= Hospital pass =

Football terminology

"Hospital pass" or "Hospital ball" is a term used in various football codes, including Australian rules football, American football, rugby league, and rugby union, to describe a pass that subjects the recipient to heavy contact, usually unavoidable, from an opposing player — the expression implying that the recipient of the pass could end up in hospital. The term has also been applied to similar passes between teammates in other sports including ice hockey, lacrosse, and ultimate. However, in ice hockey, a play leading to a hospital pass is typically described as a suicide pass.

The phrase hospital pass is now used metaphorically outside of sports.

==Rugby league and rugby union==
A hospital pass is usually made in an attempt to avoid being tackled. The pass is often made under pressure and without considering the situation of the receiver, who is often stationary and thus presents an easy target. Alternatively, the passer is under little pressure but misreads the play and passes to a player who is already heavily marked and has little time to avoid contact.

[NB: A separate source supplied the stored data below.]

PR #1421, opened 2026-06-19
fix(storage): handle PIT + metadata filter on aggregated balances when ACCOUNT_METADATA_HISTORY is disabled

### LINKED ISSUE #1416: v2 /aggregate/balances silently returns empty with pit + metadata filter on ACCOUNT_METADATA_HISTORY=DISABLED
## Summary

On Ledger **v2.4.10**, `GET /api/ledger/v2/{ledger}/aggregate/balances?pit=<T>` with a metadata-based `$match` query returns `{"data":{}}` (silently empty) when the ledger has `ACCOUNT_METADATA_HISTORY: DISABLED` — even though:

- The same query **without** `pit` returns the correct balances.
- The same `pit + metadata` query on `/accounts` returns the matched accounts (with current metadata).
- The same `pit + address` query on `/aggregate/balances` returns the correct balances.

The failure is specific to the combination **`/aggregate/balances` + PIT + metadata filter** when history is `DISABLED`. The silent empty response is misleading: downstream services interpret it as "balances reconcile to zero" when in fact the filter matched nothing it could see.

## Reproduction

Local single-node v2.4.10, no auth, freshly created ledger.

```bash
LED=http://localhost:3168/api/ledger/v2/reco-ledger

# 1. Two postings totalling USD/2 = 350
curl -X POST $LED/transactions \
  -H 'Content-Type: application/json' \
  -d '{"postings":[{"source":"world","destination":"merchant:m1:held","amount":100,"asset":"USD/2"}]}'
curl -X POST $LED/transactions \
  -H 'Content-Type: application/json' \
  -d '{"postings":[{"source":"world","destination":"merchant:m2:held","amount":250,"asset":"USD/2"}]}'

# 2. Set account metadata so we can filter
curl -X POST $LED/accounts/merchant:m1:held/metadata -H 'Content-Type: application/json' -d '{"trust":"true"}'
curl -X POST $LED/accounts/merchant:m2:held/metadata -H 'Content-Type: application/json' -d '{"trust":"true"}'

NOW=$(date -u +%Y-%m-%dT%H:%M:%SZ)

# 3. WITHOUT pit → returns the expected balance
curl -X GET $LED/aggregate/balances \
  -H 'Content-Type: application/json' \
  -d '{"$match":{"metadata[trust]":"true"}}'
# → {"data":{"USD/2":350}}   ✓

# 4. WITH pit → silently empty
curl -X GET "$LED/aggregate/balances?pit=$NOW" \
  -H 'Content-Type: application/json' \
  -d '{"$match":{"metadata[trust]":"true"}}'
# → {"data":{}}   ✗  (bug)

# 5. Control — same pit + ADDRESS filter works
curl -X GET "$LED/aggregate/balances?pit=$NOW" \
  -H 'Content-Type: application/json' \
  -d '{"$match":{"address":"merchant:"}}'
# → {"data":{"USD/2":350}}   ✓

# 6. Control — accounts endpoint with pit + metadata works (returns matched accounts)
curl -X GET "$LED/accounts?pit=$NOW" \
  -H 'Content-Type: application/json' \
  -d '{"$match":{"metadata[trust]":"true"}}'
# → 2 matched accounts   ✓
```

Run the same steps on a ledger with `ACCOUNT_METADATA_HISTORY: SYNC` (call it `reco-ledger-2`): step 4 returns `{"data":{"USD/2":350}}` as expected.

## Observed vs expected

| Endpoint                | Filter   | `pit`        | History DISABLED  | History SYNC      |
| ----------------------- | -------- | ------------ | ----------------- | ----------------- |
| `/aggregate/balances`   | metadata | absent       | ✅ 350             | ✅ 350             |
| `/aggregate/balances`   | metadata | present      | ❌ empty (`{}`)    | ✅ 350             |
| `/aggregate/balances`   | address  | present      | ✅ 350             | ✅ 350             |
| `/accounts`             | metadata | present      | ✅ 2 accounts      | ✅ 2 accounts      |

`/accounts` happily resolves metadata under PIT regardless of the history setting, but `/aggregate/balances` does not — its PIT path appears to be coupled to the metadata history table.

Either of these would be acceptable:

==Australian rules football==
To be considered a hospital pass, the ball is passed with minimal accuracy or timing and likely to result in injury to the receiver due to heavy contact. Hospital passes are typically made by handballing or kicking the ball towards a teammate in a high, looping trajectory or very slowly across the ground. This can enable opponents to contest for possession, resulting in heavy contact that is often, but not always, legitimate. The high, lobbed pass is considered particularly undesirable, because it gives opponents the chance to make very strong tackles, and, as it requires the catcher to raise their arms above their head, leaves their torso unprotected.

==American football==
One play in American football that often results in a "hospital pass" is a pass thrown high to a receiver, generally one that is running sideways rather than running downfield. The receiver is forced to jump while running at full speed to catch the ball. A defender coming the other way, attempting to tackle the receiver, can cause a collision where both players are moving at full speed and the receiver is unable to move out of the way.

==Metaphorical usage==

- Cricket: "...when Steve Waugh...handed over the captaincy to Ricky Ponting, he sent down one of sport's great hospital passes."
- Business: "Fyfe denies he was thrown 'hospital pass' "
- Politics: "The big Brown hospital pass..."
- Law: the term is used by barristers to denote a complex or difficult case passed on by a colleague, usually at short notice.
- Brexit: "Ireland is not going to be given a hospital pass."